### Dataset records

PR #6760, opened 2023-05-05
Events notification system for Nessie - Service module

adutra:
Next PR for the events notification system: the service layer.


events/service/src/main/java/org/projectnessie/events/service/util/ReferenceMapping.java
```diff
@@ -0,0 +1,49 @@
...
+    if (ref instanceof BranchName) return Reference.BRANCH;
+    if (ref instanceof TagName) return Reference.TAG;
+    if (ref instanceof DetachedRef) return "DETACHED";
+    else return "UNKNOWN";
+  }
+
+  private static String getFullReferenceName(NamedRef ref) {
+    if (ref instanceof BranchName) return "refs/heads/" + ref.getName();
+    if (ref instanceof TagName) return "refs/tags/" + ref.getName();
+    else return "refs/???/" + ref.getName();
```
snazy, line 47: Can (actually should) throw here.
If `ref` is an instanceof `DetachedRef`, there's no named reference - the result should be `null` then

events/service/src/main/java/org/projectnessie/events/service/EventService.java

######

§ **Work task**:
Each line carrying the string "TagName" should be copied out from the entries.

§ **Answer below**:
+    if (ref instanceof TagName) return Reference.TAG;
+    if (ref instanceof TagName) return "refs/tags/" + ref.getName();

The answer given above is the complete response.